According to Genworth, a financial services company, the annual estimate of custodial care cost include the following prices:
- Homemaker services $59,488 per year
- Home Health Aide $61,776 per year
- Adult Day Health Care $20,280 per year
- Assisted Living Facility $54,000 per year
- Semi-Private Room $94,900 per year
- Private Room $108,405 per year
Does Medicare Pay for Custodial Care?
Custodial care is a type of long-term care that generally helps seniors with everyday tasks and activities, but excludes medical care.

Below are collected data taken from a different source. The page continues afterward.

PR #664, opened 2022-10-14
Add rust writer conformance test runner

### LINKED ISSUE #657: rust: implement writer conformance tests
Right now we don't cover rust in writer conformance tests, but we could.

foxymiles:
**Public-Facing Changes**
Adds writer conformance test runner for rust.

**Description**
Adds writer conformance test runner for rust. 

Note that at present none of the tests actually pass since the rust writer doesn't currently expose some lower level details required to pass the tests, like specifying the `library` or explicit channel numbers. I expect these issues can be addressed in subsequent PRs.
Fixes #657

### DIFF
--- a/.github/workflows/ci.yml
+++ b/.github/workflows/ci.yml
@@ -206,8 +206,7 @@ jobs:
       - run: yarn workspace @mcap/core test
 
       - name: Publish to NPM
-        if:
-          ${{ startsWith(github.ref, 'refs/tags/releases/typescript/core/v') }}
+        if: ${{ startsWith(github.ref, 'refs/tags/releases/typescript/core/v') }}
         run: yarn workspace @mcap/core publish --access public
         env:
           NODE_AUTH_TOKEN: ${{ secrets.NPM_PUBLISH_TOKEN }}
@@ -250,9 +249,7 @@ jobs:
       - run: make build
       - name: Publish mcap to TestPyPI
         uses: pypa/gh-action-pypi-publish@release/v1
-        if:
-          ${{ !github.event.pull_request.head.repo.fork && github.actor !=
-          'dependabot[bot]' }}
+        if: ${{ !github.event.pull_request.head.repo.fork && github.actor != 'dependabot[bot]' }}
         with:
           user: __token__
           password: ${{ secrets.TESTPYPI_API_TOKEN }}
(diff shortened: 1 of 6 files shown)


rust/examples/conformance_writer.rs
```diff
@@ -0,0 +1,129 @@
...
+                    data: Cow::from(record.get_field_data("data")),
+                    log_time: record.get_field_u64("log_time"),
+                    publish_time: record.get_field_u64("publish_time"),
+                    sequence: record.get_field_u32("sequence"),
+                };
+                writer.write(&message).expect("Write message failed");
+            }
+            "Metadata" => {
+                // write metadata
+            }
```
jtbandes, line 94: missing implementation?

tests/conformance/scripts/run-tests/runners/RustWriterTestRunner.ts
```diff
@@ -0,0 +1,35 @@
...
+  }
+
+  supportsVariant(variant: TestVariant): boolean {
+    return (
+      intersection(
+        [...variant.features],
+        ["ch", "mx", "st", "rsh", "rch", "ax", "mdx", "chx", "sum", "pad"],
+      ).length === 0
+    );
+  }
```
jtbandes, line 34: I don't see the point of doing this now, because you aren't running this test in CI anyway. Maybe just return true for now?

In general we should use the actual enum to make this more readable, e.g. some of the other runners use things like `variant.features.has(TestFeatures.AddExtraDataToRecords)`.

Also, if you do want to keep this behavior, it could've been written as `return variant.features.size === 0`.

rust/examples/conformance_writer.rs
foxymiles: This is in now.

jtbandes: no it's not...forgot to push? :)

.github/workflows/ci.yml
```diff
@@ -157,7 +157,7 @@ jobs:
       - run: cd rust && cargo build --example=conformance_reader
       - run: yarn install --frozen-lockfile
       - run: yarn test:conformance:generate-inputs --verify
-      - run: yarn test:conformance --runner rust-
+      - run: yarn test:conformance --runner rust-streamed-reader
```
jtbandes, line 160: can this change be removed now so it runs in CI?

tests/conformance/scripts/run-tests/runners/RustWriterTestRunner.ts
```diff
@@ -0,0 +1,29 @@
...
+      if (errText.length > 0) {
+        console.error(errText);
+      }
+    }
+    return stdout as unknown as Uint8Array;
+  }
+
+  supportsVariant(_variant: TestVariant): boolean {
+    return false;
+  }
```
jtbandes, line 28: 😢

foxymiles: Temporary sadness. Will continue on this in a followup.

jtbandes (approved):

james-rms (approved):

PR #666, opened 2022-10-14
CLI: Omit metadata and attachment counts if stats are not present

wkalt:


jtbandes (approved):

wkalt:
After this change,
```
$ mcap info tests/conformance/data/OneAttachment/OneAttachment.mcap
library: 
profile: 
channels:
```

We should probably apply similar logic to "channels", but that will require changing the library to return a pointer instead of a map, which will require a library release first.

jtbandes:
We could also consider keeping the output lines but saying `attachments: unknown` explicitly instead of just omitting the line.

wkalt:
yeah, I like that idea

wkalt:
Updated output:
```
$ mcap info tests/conformance/data/OneAttachment/OneAttachment.mcap
library: 
profile: 
channels:
attachments: unknown
metadata: unknown
```

jtbandes (approved):

james-rms (approved):

PR #667, opened 2022-10-16
rust: Don't force serde on users for our tests

### LINKED ISSUE #656: rust: serde dependency is heavy
**Description**

the `mcap` lib depends on `serde`, which is known to crank up compile time / binary size, but it only needs it for conformance tests.

TBD how important this is.

- Version:
- Platform:

**Steps To Reproduce**

**Expected Behavior**

**Actual Behavior**

mrkline:
**Public-Facing Changes**

Removes `serde` dependency for Rust crate

**Description**

We don't want to force Serde on users just for the sake of the conformance tests. (In what context would you want to serialize individual records of a MCAP to something else?)

Stamp out and stringify them ourselves.

fixes #656


james-rms (approved):

james-rms:
thanks!

PR #671, opened 2022-10-17
Fix rust tests by adding serde as a dev dependency

foxymiles:
**Public-Facing Changes**
None

**Description**
Fix rust tests by adding back serde as a dev dependency.


james-rms (approved):
why not `version = "1"`?

foxymiles:
TBH I'm a bit of a newbie with Cargo versioning but it looks like "1.0.145" means "greater than 1.0.145 and less than 2.0.0" whereas "1" would mean "greater than 1.0.0 and less than 2.0.0" right?

https://doc.rust-lang.org/cargo/reference/specifying-dependencies.html

PR #1005, opened 2023-11-01
Update CLI install instructions on mcap.dev

james-rms:


jtbandes (commented):
The code block no longer matches the paragraph above. Also, I would like to avoid having to update this each time we make a new release

PR #1008, opened 2023-11-02
C++: Make LZ4 and ZSTD dependencies optional + clang-format

asherikov:
### Public-Facing Changes

New defines: MCAP_COMPRESSION_NO_ZSTD, MCAP_COMPRESSION_NO_LZ4

### Description

Make LZ4 and ZSTD dependencies optional

### DIFF
--- a/cpp/mcap/include/mcap/reader.inl
+++ b/cpp/mcap/include/mcap/reader.inl
@@ -1,9 +1,13 @@
 #include "internal.hpp"
 #include <algorithm>
 #include <cassert>
-#include <lz4frame.h>
-#include <zstd.h>
-#include <zstd_errors.h>
+#ifndef MCAP_COMPRESSION_NO_LZ4
+#  include <lz4frame.h>
+#endif
+#ifndef MCAP_COMPRESSION_NO_ZSTD
+#  include <zstd.h>
+#  include <zstd_errors.h>
+#endif
 
 namespace mcap {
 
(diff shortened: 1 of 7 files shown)


cpp/mcap/include/mcap/reader.inl
```diff
@@ -1251,10 +1259,24 @@ TypedChunkReader::TypedChunkReader()
...
+      break;
+#ifndef MCAP_COMPRESSION_NO_LZ4
+    case Compression::Lz4:
+      decompressor = static_cast<ICompressedReader*>(&lz4Reader_);
+      break;
+#endif
+#ifndef MCAP_COMPRESSION_NO_ZSTD
+    case Compression::Zstd:
+      decompressor = static_cast<ICompressedReader*>(&zstdReader_);
+      break;
```
james-rms, line 1277: An MCAP chunk containing an unrecognized compression string will cause a reader to defereference a null pointer 
here. Before this patch we would have assumed any unrecognized encoding was `zstd`, which would have caused some confusing error message, but likely not a segfault.

Would you be able to add an early return here in case of an unrecognized compression method?

asherikov: You mean `decompressor` pointer? It is initialized to uncompressed reader in the default switch case above.

asherikov: I've modified it slightly to make behavior the same as before when ZSTD is enabled.

james-rms: I don't think it makes sense to default to zstd here, we should set `status_` and return.

When both lz4 and zstd are built into the reader, this switch case is exhaustive. This is why the existing code works: we detected unrecognised compression strings in `ParseCompression` before ever getting here.

We're introducing a new error condition here for when a compression string is recognised but not supported. I think it makes sense to add a new error in `errors.hpp` for this. We could then go through all the supported compression values in this switch statement, and in the `default:` case set `status_ = ` and return early.

asherikov: Ok, now ParseCompression should fail if compression is not compiled in.

james-rms:
Thanks for the PR! I'm continuing with your changes here: https://github.com/foxglove/mcap/pull/1013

If you or a loved one only need custodial care and no other kind of care, Medicare will not cover the cost. For Medicare to cover the cost of your custodial care, you need to meet two requirements:
- Custodial care services are deemed medically necessary by your physician due to also needing skilled care.
- The healthcare provider who offers you custodial services participates in Medicare.
Similarly, Medicare will not cover assisted living or nursing home care unless the requirements above are met.
How to Pay for Custodial Care
If you cannot afford custodial care entirely, you can at least check for different ways to cut down its cost. Based on your specific needs and circumstances, you might qualify for a couple of federal programs that provide health coverage. Here are some ways through which you may be able to cover the cost of custodial care:
- Medicaid: Medicaid will cover long-term custodial care, but most people will not fall below the financial requirements to qualify for Medicaid.
- Medicare: This federal program covers custodial care expenses for 100 days or less if you have a condition that requires medical care simultaneously.
- Long Term Care Insurance (LTCI): This remains the best solution for those who don’t meet the Medicaid or Medicare requirements. For the ideal long-term care insurance rates, it is often advisable to apply for coverage when you are in your late 50’s to receive the best rates on long-term care insurance.